As celebrações musicais na raia do Baixo Alentejo: espaços de sociabilidade e experiências partilhadas

A relação entre música e desenvolvimento deve partir de abordagens que questionem o poder e a hegemonia do capitalismo global, e o seu impacto na vida das pessoas (Harvey 2007). Atendendo os processos económicos globalizados e aos processos sociais localizados, com o enfoque na experiência e na acção colectiva (Alguacil Gómez 2005). Isto significa que o nosso olhar sobre festas e festivais como fatores de desenvolvimento turistico deve estar atento ao avanço do capitalismo e às suas implicações na cultura, através de uma abordagem que permita compreender de que forma estes fenómenos são tratados em contextos locais (Hernández-Ramírez 2015).
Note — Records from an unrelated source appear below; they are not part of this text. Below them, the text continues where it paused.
PR #1132, opened 2024-07-11
feat: support proxy env variables in gitlab plugin

SebastianGoeb:


lib/plugin/github/GitHub.js
```diff
@@ -182,9 +182,7 @@ class GitHub extends Release {
       }
     };
 
-    if (proxy) {
-      options.request.agent = new ProxyAgent(proxy);
-    }
+    options.request.agent = new ProxyAgent(proxy);
```
webpro, line 185: Why this change? Same for GitLab plugin.

I guess what we want here is a way to instantiate `ProxyAgent()` without arguments? Rather than always instantiate it using `null` by default.

How about adding `true` as an option value for `github.proxy` and `gitlab.proxy`?

webpro (commented):
Thanks @SebastianGoeb, thanks the PR. One comment, though.

lib/plugin/github/GitHub.js
SebastianGoeb: `ProxyAgent` can be instantiated without arguments, in which case `http_proxy` etc will be used. So by always instantiating a `new ProxyAgent()` we should always have support for proxy env vars, if defined, and possibly some specific overrides. And in GitHub's case, if `options.proxy` is unset, then the resulting call should become `new ProxyAgent(undefined)`, which is just the same as `new ProxyAgent()`.

I was hoping to achieve this behavior:
| http_proxy vars set | options.proxy set | result |
| --- | --- | --- |
| no | no | no proxy used |
| yes | no | proxy from env used |
| no | yes | proxy from option.proxy used |
| yes | yes | proxy from env + overrides from option.proxy used |

I would really like to test that all the combinations work right though...

webpro: I think it should default to not use/instantiate `ProxyAgent` at all.

SebastianGoeb: I'm not quite I understand. The whole premise of this PR was to enable the use of `http_proxy` vars by default, meaning a `new ProxyAgent()` would have to be instantiated unconditionally in all cases.

Do you mean, you would rather keep it like this, which is to say "only use proxy if options.proxy blocks exists, no matter if empty or not, but then do pull in env vars"
```
# for both gitlab and github options
if (this.options.proxy) {
  # also pulls in env vars, even if this.options.proxy == {}
  options.request.agent = new ProxyAgent(this.options.proxy); 
}
```

Or do you mean something more like an explicit "I want to use system env vars" option, sorta like this:
```
# for both gitlab and github options
if (this.options.proxy?.useEnvVars) {
  options.request.agent = new ProxyAgent(); 
} else if (this.options.proxy) {
  options.request.agent = new ProxyAgent(this.options.proxy); 
}
```

webpro: > Do you mean, you would rather keep it like this, which is to say "only use proxy if options.proxy blocks exists, no matter if empty or not, but then do pull in env vars"

Yes, this. That's why I mentioned this:

> How about adding `true` as an option value for `github.proxy` and `gitlab.proxy`?

I could imagine it uses config options if set, and falls back to env vars - i.e. always tries to read env vars if `github.proxy` is empty object or `true`. Which I think also means the least of surprises/breaking changes for existing users of release-it.

webpro: If there's still interest, perhaps it's best to hook this one into #1133

webpro:
Closing this due to inactivity. But feel free to open a new PR, happy to look into it. Probably good to focus on GitLab or GitHub separately, though.

PR #1153, opened 2024-09-22
Fix uploaded assets URL for Gitlab version >= 17.2

jeffesquivels:
Gitlab started to use a [new URL format](https://gitlab.com/gitlab-org/gitlab/-/merge_requests/150939) for uploaded assets in version 17.1 and since version 17.2 all new uploaded assets are [no longer accessible via the old URL format](https://gitlab.com/gitlab-org/gitlab/-/merge_requests/156939), which means that uploaded assets are no longer accessible from the links in the release.

This PR introduces a new flag for Gitlab which allows the user to choose which URL format release-it should use when publishing the uploaded assets in a new release.

### DIFF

No caso do Alentejo a estratégia de desenvolvimento regional delineada em Bruxelas, no quadro de programação 2014-2020, está direcionada para a exploração do Património Natural e Cultural como setor económico com elevado potencial para a rentabilização dos fatores identitários, e as verbas que comparticipam a realização das festas e festivais estão inseridas neste domínio, desde que a) tenham elevado impacto em termos de projeção da imagem da região, nomeadamente internacional; b) estejam associadas ao património e à cultura; c) apresentem potencial de captação de fluxos turísticos. (Portugal2020: https://www.portugal2020.pt/Portal2020/Media/Default/Docs/Programas%20Operacionais/TEXTOS%20INTEGRAIS%20DOS%20PO/PORALENTEJO2020_alterado.pdf)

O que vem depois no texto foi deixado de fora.